_Problem statement_
Filter these records by the string "opened", copying each line that holds it.

Collected data:

┄┄┄┄┄┄

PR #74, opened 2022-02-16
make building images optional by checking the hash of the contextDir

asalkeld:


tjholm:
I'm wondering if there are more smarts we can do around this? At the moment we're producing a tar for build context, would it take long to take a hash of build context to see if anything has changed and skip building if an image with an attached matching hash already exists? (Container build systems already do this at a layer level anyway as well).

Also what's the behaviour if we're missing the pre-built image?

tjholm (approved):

┄┄┄┄┄┄

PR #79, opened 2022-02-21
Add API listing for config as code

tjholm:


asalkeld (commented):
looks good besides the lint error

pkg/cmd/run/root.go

┄┄┄┄┄┄

_Answer to this problem_
PR #74, opened 2022-02-16
PR #79, opened 2022-02-21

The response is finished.